With luck, and soon rain, the lilacs will burst on the scene in due time, eager to swamp the senses with buxom inflorescence and heavy odor.  Today, Puschkinia and hyacinth lure me in, tomorrow beaten senseless by lilacs.  It's a sensuous life, but somebody's got to live it.


Wednesday, April 6, 2011

Puschkinia Perfume

I bless the good  fortune, ten years now in the past, that allowed me to find and  try a few bulbs of Puschkinia scilloides var. libanotica, commonly known as Striped Squill.  I am always partial to the sky-blue Scilla sp. family and I am always on the lookout for species bulbs that will survive the wind and wayward Kansas Spring.  These minor bulbs (as Elizabeth Lawrence referred to them) are a match made in the heavens for my garden.

Puschkinia  are small bulbs of the hyacinth family that one website claims have been "gardened" since 1808, but I'm sure that must be the Western history of gardening with these Turkish natives.  Growing only 6 inches tall, a decent-sized clump at a distance looks primarily like a white ground-hugging blob, but up close, the beauty of these little guys is striking.  It took several years for this bulb to "grow" on me since I started with such a small clump,  but they have begun to spread on their own through the bed I planted them in, and they've now earned a permanent place in my garden.  VanBloem lists them as being hardy to USDA Zone 7-8, but they've survived and spread 10 years in my Zone 5 garden.  They also come in a completely white form, but these are harder to find and are probably undistinguished in terms of garden impact.  I've had enough lately of pure white mutant forms of otherwise spectacular flowers.

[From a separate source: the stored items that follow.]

PR #623, opened 2017-06-16
Feature/add batch id column to db

TroubleMakerBen:


MobileCenter/MobileCenter/Internals/Storage/MSDBStorage.m
```diff
@@ -86,8 +85,18 @@ - (BOOL)loadLogsWithGroupId:(NSString *)groupId
   logsAvailable = logs.count > 0;
   if (logsAvailable) {
     batchId = MS_UUID_STRING;
-    [self.batches setObject:(NSArray<NSString *> * _Nonnull)[logs allKeys]
-                     forKey:[groupId stringByAppendingString:batchId]];
+    
+    // Update the logs in the DB with the batchId
+    NSString *logIdsForBatch = [[logs allKeys] componentsJoinedByString:@"','"];
+    
+    NSString *updateLogsQuery = [NSString stringWithFormat:@"UPDATE %@ SET %@ = '%@' WHERE %@ IN ('%@')", kMSLogTableName, kMSBatchIdColumnName, batchId, kMSIdColumnName, logIdsForBatch];
```
jaelim-ms: Don't we need retries here?
What will happen if update fails? Current implementation will resend logs.

TroubleMakerBen:
As discussed offline, we won't do this change as it comes with a few downsided:
- Android does not use this approach, so we should try to remain consistent.
- it's very hard to unit test having the batchID in the DB, the approach with having a dictionary of logIDs can be easily unit tested
- Multithreading will be an issue when moving the batchID to the DB.

PR #625, opened 2017-06-19
Fix/fix error attachment validation bump version

TroubleMakerBen:


MobileCenterCrashes/MobileCenterCrashes/Model/MSErrorAttachmentLog.m
```diff
@@ -84,7 +84,7 @@ - (BOOL)isEqual:(id)object {
 }
 
 - (BOOL)isValid {
-  return [super isValid] && self.errorId && self.attachmentId && self.data && self.contentType;
+  return self.errorId && self.attachmentId && self.data && self.contentType;
```
jaelim-ms: We should keep `[super isValid]`. Let's validate available attachment properties at that time.

PR #636, opened 2017-06-21
Anonymize user path in Crashes logs

jaelim-ms:


jaelim-ms:
The CI build is broken in this branch. There is a PR with the fix and it should be wait until that goes in.

PR #637, opened 2017-06-21
Change to use Mach exception handler by default

jaelim-ms:
There will be a separate doc PR in doc repo.


jaelim-ms:
Good point @TroubleMakerBen. I also updated the version.

PR #640, opened 2017-06-26
Added way to customize properties sent with trackEvent/trackPage methods in Mac demo

erychagov:


erychagov:
@clpolet 
Fixed

TroubleMakerBen:
Tested, works now.

PR #641, opened 2017-06-26
Feature/merge develop multiple platforms

jaelim-ms:


MobileCenterCrashes/MobileCenterCrashes/MSCrashes.h
```diff
@@ -95,37 +95,23 @@ typedef NS_ENUM(NSUInteger, MSUserConfirmation) {
...
- *
- *  Default: _NO_
- *
- * @warning The Mach exception handler executes in-process, and will interfere with debuggers when
- *  they attempt to suspend all active threads (which will include the Mach exception handler).
- *  Mach-based handling should _NOT_ be used when a debugger is attached. The SDK will not
- *  enabled catching exceptions if the app is started with the debugger running. If you attach
- *  the debugger during runtime, this may cause issues if the Mach exception handler is enabled!
- * @see isDebuggerAttached
+ * Default: _YES_
```
TroubleMakerBen: There is no "default" anymore, I think. This was wrong before the PR, I think.

MobileCenterCrashes/MobileCenterCrashes/MSCrashes.h
```diff
@@ -95,37 +95,23 @@ typedef NS_ENUM(NSUInteger, MSUserConfirmation) {
 ///-----------------------------------------------------------------------------
 
 /**
- *  Trap fatal signals via a Mach exception server.
+ * Disable to trap fatal signals via a Mach exception server.
```
TroubleMakerBen: This is ambiguous.
How about "Disable the Mach exception handler. This can be useful when debugging." here and then add some more context. Further down.

```
The Mach exception handler executes in-process, and might interfere with debuggers when they attempt to suspend all active threads (which will include the Mach exception handler). Mach-based handling should _NOT_ be used when a debugger is attached. If you attach a debugger during runtime, this may cause issues if the Mach exception handler is enabled.

```

jaelim-ms: This is a merge PR and your feedback needs to be addressed separately. #642 will do that. Thanks!

PR #646, opened 2017-06-27
Fix sqlite dependencies

clpolet:
Sasquatch apps no longer directly linked to sqlite lib.


MobileCenter/MobileCenter/Support/module.modulemap
```diff
@@ -8,4 +8,5 @@ framework module MobileCenter {
   link framework "CoreTelephony"
   link framework "SystemConfiguration"
   link framework "UIKit"
+  link "sqlite3"
```
jaelim-ms: Don't you need to update podspec as well? Keep in mind that you also need to this in multiple-platforms branch.

clpolet: Yep I created another task for this specific one.

PR #1238, opened 2018-11-27
Updating setUserId API to match new spec

dhei:

* [x] Did you add unit tests?

## Description

* `app.userId` becomes `user.localId` again
* If 'c:' prefix is missing for 1st party user id, it is now added automatically (only when sent to One Collector). If using both secrets, crashes will not get automatic prefix in the payload.
* If using another prefix than `c:` for `AppCenter.setUserId` when using target token or both, or when using `PropertyConfigurator`, emit an error and don’t accept `userId` update.


dhei:
I tested the following scenarios in Sasquatch Puppet:
- App Center user with valid userId and invalid userId with `startSession` and `event`.
- 1DS user with valid userid and invalid userId with `startSession` and `event`.
- Both app secret and One Collector with valid userid and invalid userId.

AppCenter/AppCenter/Internals/History/UserId/MSUserIdContext.h
```diff
@@ -67,6 +67,15 @@ NS_ASSUME_NONNULL_BEGIN
...
 + (BOOL)checkUserIdValidForOneCollector:(nullable NSString *)userId;
 
+/**
+ * Add 'c:' prefix to userId if the userId has no prefix.
+ *
+ * @param userId userId.
+ *
+ * @return prefixed userId or null if the userId was null.
+ */
++ (nullable NSString *)toPrefixUserIdFromUserId:(nullable NSString *)userId;
```
achocron: this API should probably be called `prefixedUserIdFromUserId:` (the current name does not quite make sense to me)

jaelim-ms: We have a few internal methods that are `to` prefixed and we followed that convention.
Looks `prefixedUserIdFromUserId` make more sense and you also found a good example of the name, we can rename this one like that.
@ElektrojungeMS @clpolet do you have any suggestions before making change?

jaelim-ms: We also need to rename above two methods in the same class, let's think about it.

AppCenter/AppCenter/Internals/History/UserId/MSUserIdContext.h
```diff
@@ -65,7 +65,16 @@ NS_ASSUME_NONNULL_BEGIN
...
++ (BOOL)isUserIdValidForOneCollector:(nullable NSString *)userId;
+
+/**
+ * Add 'c:' prefix to userId if the userId has no prefix.
+ *
+ * @param userId userId.
+ *
+ * @return prefixed userId or null if the userId was null.
+ */
++ (nullable NSString *)prefixUserIdFromUserId:(nullable NSString *)userId;
```
jaelim-ms: prefix**ed**UserIdFromUserId

PR #1239, opened 2018-11-28
Improve error message when 1DS userId has only an invalid prefix and nothing after the prefix

dhei:
* [x] Did you add unit tests?

## Description
When 1DS userId is like `x:` that has an invalid prefix `x` with nothing after the `:`, the error log message is "userId must not be empty."

Now it is "userId prefix must be 'c', 'x' is not supported.".


dhei:
This PR is targeting "feature/implement-spec-change-setuserid" branch now for ease of review. Will target to "feature/develop-userid" branch after merging https://github.com/Microsoft/AppCenter-SDK-Apple/pull/1238.

PR #1241, opened 2018-11-29
Fix/userid for target

jaelim-ms:
* [X] Did you add unit tests?

## Description

Fix bugs
1. UserId override issue when target has no userId but default target has.
2. Add a prefix in setUserId in MSPropertyConfigurator


AppCenter/AppCenter/Internals/Channel/MSChannelUnitDefault.m
```diff
@@ -104,9 +104,6 @@ - (void)enqueueItem:(id<MSLog>)item flags:(MSFlags)flags {
   if (item && !item.device) {
     item.device = [[MSDeviceTracker sharedInstance] device];
   }
-  if (item && !item.userId) {
```
guperrot: Where is the code to set userId on both crashes and handled exceptions then?

PR #1242, opened 2018-11-30
Fix cleanup of device/session history

guperrot:

* [x] Did you add unit tests?

## Description

Fix cleanup of device/session history

### DIFF
--- a/AppCenterCrashes/AppCenterCrashes/MSCrashes.mm
+++ b/AppCenterCrashes/AppCenterCrashes/MSCrashes.mm
@@ -8,6 +8,7 @@
 #import "MSCrashesInternal.h"
 #import "MSCrashesPrivate.h"
 #import "MSCrashesUtil.h"
+#import "MSDeviceTracker.h"
 #import "MSEncrypter.h"
 #import "MSErrorAttachmentLog.h"
 #import "MSErrorAttachmentLogInternal.h"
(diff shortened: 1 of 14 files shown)


AppCenterCrashes/AppCenterCrashes/MSCrashes.mm
```diff
@@ -342,7 +343,7 @@ - (void)applyEnabledState:(BOOL)isEnabled {
     [self emptyLogBufferFiles];
     [self removeAnalyzerFile];
     [self.plCrashReporter purgePendingCrashReport];
-    [[MSSessionContext sharedInstance] clearSessionHistory];
+    [self clearContextHistoryAndKeepCurrentSession:NO];
```
jaelim-ms: We should keep the most recent one or store the current session when Crashes is enabled.
I feel this way is more complicated because the Crashes should know it was disabled in the same life cycle.
Instead of differentiate it between disabled and then enabled vs Crashes started and then enabled, we can simply keep the most recent one here.

AppCenterCrashes/AppCenterCrashesTests/MSCrashesTests.mm
```diff
@@ -51,11 +57,23 @@ @implementation MSCrashesTests
 - (void)setUp {
   [super setUp];
   self.sut = [MSCrashes new];
+  [MSDeviceTracker resetSharedInstance];
+  self.deviceTrackerMock = OCMClassMock([MSDeviceTracker class]);
+  OCMStub(ClassMethod([self.deviceTrackerMock sharedInstance])).andReturn(self.deviceTrackerMock);
```
jaelim-ms: `sharedInstance` only available for class method so `ClassMethod` could be omitted.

I didn't know until yesterday that they were also scented, but if you lay on the ground and bury your nose in the clump, they have a very sweet, but not overpowering scent.  I am personally put off by the strong odor of so-called Dutch Hyacinths (Hyacinthus orientalis) up close, and can't eat with a Dutch Hyacinth or Oriental Lily smelling up  the room,  but I appreciate the more delicate scents of these hyacinth-relations.  I suppose you could also cut these somewhat waxy flowers and raise them up to your nose rather than  flatten yourself down to their level to sample their aroma, but then, that would be cheating and would deprive you of experiencing another world, a little world, where these flowers are the gardening universe of their surroundings.